[Collected data entries]
□ □ □ □ □

PR #4579, opened 2026-06-28
Wizard: always enable Next and Review buttons (HMS-10658)

mgold1234:
Instead of disabling Next/Review when validation fails, keep them
  enabled and scroll to the first error on click. Create/Save buttons
  on the Review step behave the same way:
  always clickable, but navigate back to the first error step when validation fails.

  A new ValidationContext forces pristine fields to reveal their
  errors so the user sees exactly what needs fixing.

  Note: The activation key loading fix (stop blocking Next while
  the activation key query is in flight) will be submitted in a
  separate PR.
JIRA :HMS-10658

### DIFF
--- a/src/Components/CreateImageWizard/components/CustomWizardFooter.tsx
+++ b/src/Components/CreateImageWizard/components/CustomWizardFooter.tsx
@@ -7,27 +7,71 @@ import {
   WizardFooterWrapper,
 } from '@patternfly/react-core';
 import useChrome from '@redhat-cloud-services/frontend-components/useChrome';
+import { flushSync } from 'react-dom';
 
 import { AMPLITUDE_MODULE_NAME } from '@/constants';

□ □ □ □ □

- _ABOUT THIS TASK_: Write only the number of lines in the entries where the string "step" occurs.

- _EXPECTED ANSWER_: 2